[[ Data excerpts open ]]

PR #1670, opened 2026-03-22
feat: support version in dataset name for read_dataset

### LINKED ISSUE #1669: read_dataset needs to support version in dataset name
### Description

I've notice agents ofter operates `my_dataset@1.0.0` format - it also convent for people. Which leads to auto generated code like:
```python
    if "@" in name_version:
        name, version = name_version.split("@", 1)
        chain = dc.read_dataset(name, version=version)
```

read_dataset() needs to support version in the dataset name to avoid this.

dmpetrov:
Fixes #1669

## Summary
- `read_dataset("my_dataset@1.0.0")` now works equivalently to `read_dataset("my_dataset", version="1.0.0")`
- Supports all version formats including specifiers: `read_dataset("my_dataset@>=1.0.0,<2.0.0")`
- Raises `ValueError` if version is specified both in the name and as a parameter
- Works with fully-qualified names: `read_dataset("namespace.project.my_dataset@1.0.0")`

## Test plan
- [x] `test_read_dataset_version_in_name` — exact version, specifier, and conflict error cases

### DIFF
--- a/src/datachain/lib/dc/datasets.py
+++ b/src/datachain/lib/dc/datasets.py
@@ -52,8 +52,8 @@ def read_dataset(
             namespace and project. Alternatively, it can be a regular name, in which
             case the explicitly defined namespace and project will be used if they are
             set; otherwise, default values will be applied. The name can also include
-            a version using the ``name@version`` format (e.g. ``"my_dataset@1.0.0"``),
-            which is equivalent to passing ``version="1.0.0"`` separately.
+            a version using the ``name@version`` format (e.g. ``"my_dataset@1.0.0"``).
+            If ``version`` is also provided explicitly, it takes priority.
         namespace: optional name of namespace in which dataset to read is created
         project: optional name of project in which dataset to read is created
         version: dataset version. Supports:
--- a/tests/func/test_read_dataset_version_specifiers.py
+++ b/tests/func/test_read_dataset_version_specifiers.py
@@ -98,7 +98,6 @@ def test_read_dataset_version_in_name(test_session):
         == "1.0.0"
     )
 
-    # Explicit version parameter takes priority over @version in name
     assert (
         dc.read_dataset(
             f"{dataset_name}@1.0.0", version="2.0.0", session=test_session


src/datachain/lib/dc/datasets.py
```diff
@@ -24,6 +24,35 @@
...
+def _parse_name_version(name: str, version: str | None) -> tuple[str, str | None]: ...
+
+
+@overload
+def _parse_name_version(
+    name: str, version: str | int | None
+) -> tuple[str, str | int | None]: ...
+
+
+def _parse_name_version(
```
shcheklein: can we use one of many existing parsers or consolidate this?

e.g. parse_dataset_with_version or parse_dataset_name

src/datachain/lib/dc/datasets.py
```diff
@@ -24,6 +24,35 @@
     P = ParamSpec("P")
 
 
+@overload
+def _parse_name_version(name: str, version: str | None) -> tuple[str, str | None]: ...
```
shcheklein: seems too complicated to have overloads for a helper, something smells here

src/datachain/lib/dc/datasets.py
```diff
@@ -50,7 +79,9 @@ def read_dataset(
         name: The dataset name, which can be a fully qualified name including the
             namespace and project. Alternatively, it can be a regular name, in which
             case the explicitly defined namespace and project will be used if they are
-            set; otherwise, default values will be applied.
+            set; otherwise, default values will be applied. The name can also include
```
shcheklein, line 54: what is the priority if version is also passed explicitly?

tests/func/test_read_dataset_version_specifiers.py
```diff
@@ -70,19 +75,74 @@ def test_read_dataset_version_specifiers_no_match(test_session):
...
+def test_read_dataset_version_in_name(test_session):
+    """Test read_dataset with version embedded in name using the @ syntax."""
+    dataset_name = "test_version_in_name"
+
+    for version in ["1.0.0", "2.0.0"]:
+        dc.read_values(data=[1, 2], session=test_session).save(
+            dataset_name, version=version
+        )
+
+    # Test exact version embedded in name
```
shcheklein: too many comments that describe obvious

src/datachain/cli/commands/show.py
```diff
@@ -19,9 +19,12 @@ def show(
     include_hidden: bool = False,
 ) -> None:
     from datachain import Session, read_dataset
+    from datachain.lib.dc.datasets import _parse_name_version
```
shcheklein: it's not a good practice to import protected methods

also, I would review if it should be somewhere in utils

src/datachain/lib/dc/datasets.py
dmpetrov: fixed

src/datachain/lib/dc/datasets.py
dmpetrov: fixed

tests/func/test_read_dataset_version_specifiers.py
dmpetrov: fixed

src/datachain/cli/commands/show.py
dmpetrov: fixed

PR #1672, opened 2026-03-22
Expose query_script via Python API and CLI

### LINKED ISSUE #1671: Expose query_script via Python API and CLI
## Summary

The `query_script` field on `DatasetVersion` stores the Python source code used to create a dataset. When a Studio job runs, the script is captured and stored — but this information is not accessible via the Python API or CLI. Additionally, locally-run datasets never capture `query_script` at all.

## Current behavior

- Studio jobs: `query_script` is populated ✓
- Local script runs: `query_script` is always `""` ✗
- No CLI command exposes `query_script`
- `DatasetInfo` (used in `dc.datasets()`) does not include `query_script`

## Root cause

1. `Session.get_or_create_job()` in `query/session.py` creates jobs with `query=""` (never reads the local script file)
2. `DatasetQuery.save()` in `query/dataset.py` calls `catalog.create_dataset()` without passing `query_script`
3. `DatasetInfo` in `lib/dataset_info.py` does not expose `query_script`
4. No CLI command to display `query_script`

### 1. Capture script content locally (`query/session.py`)

In `get_or_create_job()`, when `is_script_run()` is True, read the script file before creating the job (same pattern as Studio's `create_job()`):

```python
if is_script_run():
    script = os.path.abspath(sys.argv[0])
    try:
        with open(script) as f:
            query_content = f.read()
    except OSError:
        query_content = ""
else:
    script = str(uuid4())
    query_content = ""

job_id = self.catalog.metastore.create_job(name=script, query=query_content, ...)
```

### 2. Propagate `Job.query` → `DatasetVersion.query_script` (`query/dataset.py`)

In `save()`:
```python
dataset = self.catalog.create_dataset(..., job_id=job_id, query_script=job.query)
```

### 3. Expose in Python API (`lib/dataset_info.py`)

Add to `DatasetInfo`:
```python
query_script: str = Field(default="")
```

Update `from_models()`:
```python
query_script=version.query_script,
```

### 4. CLI flag (`datachain show --script`)

Add `--script` flag to `datachain show` that prints `dataset_version.query_script` to stdout.

```bash
datachain show my-dataset --script
datachain show my-dataset --script --version 1.0.0
```

Python API usage after fix:
```python
import datachain as dc

for ds in dc.datasets(column="dataset").to_iter("dataset"):
    if ds.name == "my-dataset":
        print(ds.query_script)
```

dmpetrov:
## Summary

- Capture local script source code in `get_or_create_job()` and store it in `job.query`
- Pass `job.query` as `query_script` when saving datasets via `DatasetQuery.save()`
- Add `query_script: str` field to `DatasetInfo` so it's accessible via `dc.datasets()`
- Add `--script` flag to `datachain show` CLI command to print the script to stdout

## Usage

Python API:
```python
for ds in dc.datasets(column="dataset").to_iter("dataset"):
    print(ds.query_script)
```

CLI:
```bash
datachain show my-dataset --script
```

Closes #1671

## Test plan
- [ ] Run a script that creates a dataset, then verify `DatasetInfo.query_script` contains the source
- [ ] Run `datachain show <dataset> --script` and verify it prints the script
- [ ] Run `pytest tests/func/test_datasets.py -x`

### DIFF
--- a/src/datachain/cli/parser/__init__.py
+++ b/src/datachain/cli/parser/__init__.py
@@ -468,7 +468,7 @@ def get_parser() -> ArgumentParser:  # noqa: PLR0915
     show_parser.add_argument(
         "--script",
         action="store_true",
-        help="Print the query script to stdout",
+        help="Print the script of source code",
     )
     add_show_args(show_parser)
 


src/datachain/cli/parser/__init__.py
```diff
@@ -465,6 +465,11 @@ def get_parser() -> ArgumentParser:  # noqa: PLR0915
         help="Dataset version",
     )
     show_parser.add_argument("--schema", action="store_true", help="Show schema")
+    show_parser.add_argument(
+        "--script",
+        action="store_true",
+        help="Print the query script to stdout",
```
shcheklein: just `Print the query script` probably enough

[[ Data excerpts closed ]]

> **What to produce**
Please give again only the lines from the start of the material through the line holding "which is equivalent", exactly as they are written.

> **Your response**
PR #1670, opened 2026-03-22
feat: support version in dataset name for read_dataset

### LINKED ISSUE #1669: read_dataset needs to support version in dataset name
### Description

I've notice agents ofter operates `my_dataset@1.0.0` format - it also convent for people. Which leads to auto generated code like:
```python
    if "@" in name_version:
        name, version = name_version.split("@", 1)
        chain = dc.read_dataset(name, version=version)
```

read_dataset() needs to support version in the dataset name to avoid this.

dmpetrov:
Fixes #1669

## Summary
- `read_dataset("my_dataset@1.0.0")` now works equivalently to `read_dataset("my_dataset", version="1.0.0")`
- Supports all version formats including specifiers: `read_dataset("my_dataset@>=1.0.0,<2.0.0")`
- Raises `ValueError` if version is specified both in the name and as a parameter
- Works with fully-qualified names: `read_dataset("namespace.project.my_dataset@1.0.0")`

## Test plan
- [x] `test_read_dataset_version_in_name` — exact version, specifier, and conflict error cases

### DIFF
--- a/src/datachain/lib/dc/datasets.py
+++ b/src/datachain/lib/dc/datasets.py
@@ -52,8 +52,8 @@ def read_dataset(
             namespace and project. Alternatively, it can be a regular name, in which
             case the explicitly defined namespace and project will be used if they are
             set; otherwise, default values will be applied. The name can also include
-            a version using the ``name@version`` format (e.g. ``"my_dataset@1.0.0"``),
-            which is equivalent to passing ``version="1.0.0"`` separately.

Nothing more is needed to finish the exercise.